Provide a verbatim copy of the data below.
○ ○ ○
Issue #314, opened 2018-06-19
Session meta procedure to forcibly disconnect a session


gammazero:
Since there have been requests for such a feature I wanted to propose this as a part of the WAMP specification.  This is already supported by Crossbar: https://crossbar.io/docs/Session-Metaevents-and-Procedures/#killing-a-session, and seems like something that should have been proposed.  I could not find mention of such a feature in any issue, so I am opening an issue.

The proposal is for a session meta procedure, `wamp.session.kill`.  It takes one positional argument, `session|ID`, two optional keyword arguments, `reason` and `message`.  The `reason` argument is the URI used as the `GOODBYE.Reason`. The `message` argument is put into `Goodbye.Details` under the key "message".  If the session does not exist, an error is returned.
○ ○ ○
*RESPONSE TO THIS EXERCISE:*
Issue #314, opened 2018-06-19
Session meta procedure to forcibly disconnect a session


gammazero:
Since there have been requests for such a feature I wanted to propose this as a part of the WAMP specification.  This is already supported by Crossbar: https://crossbar.io/docs/Session-Metaevents-and-Procedures/#killing-a-session, and seems like something that should have been proposed.  I could not find mention of such a feature in any issue, so I am opening an issue.

The proposal is for a session meta procedure, `wamp.session.kill`.  It takes one positional argument, `session|ID`, two optional keyword arguments, `reason` and `message`.  The `reason` argument is the URI used as the `GOODBYE.Reason`. The `message` argument is put into `Goodbye.Details` under the key "message".  If the session does not exist, an error is returned.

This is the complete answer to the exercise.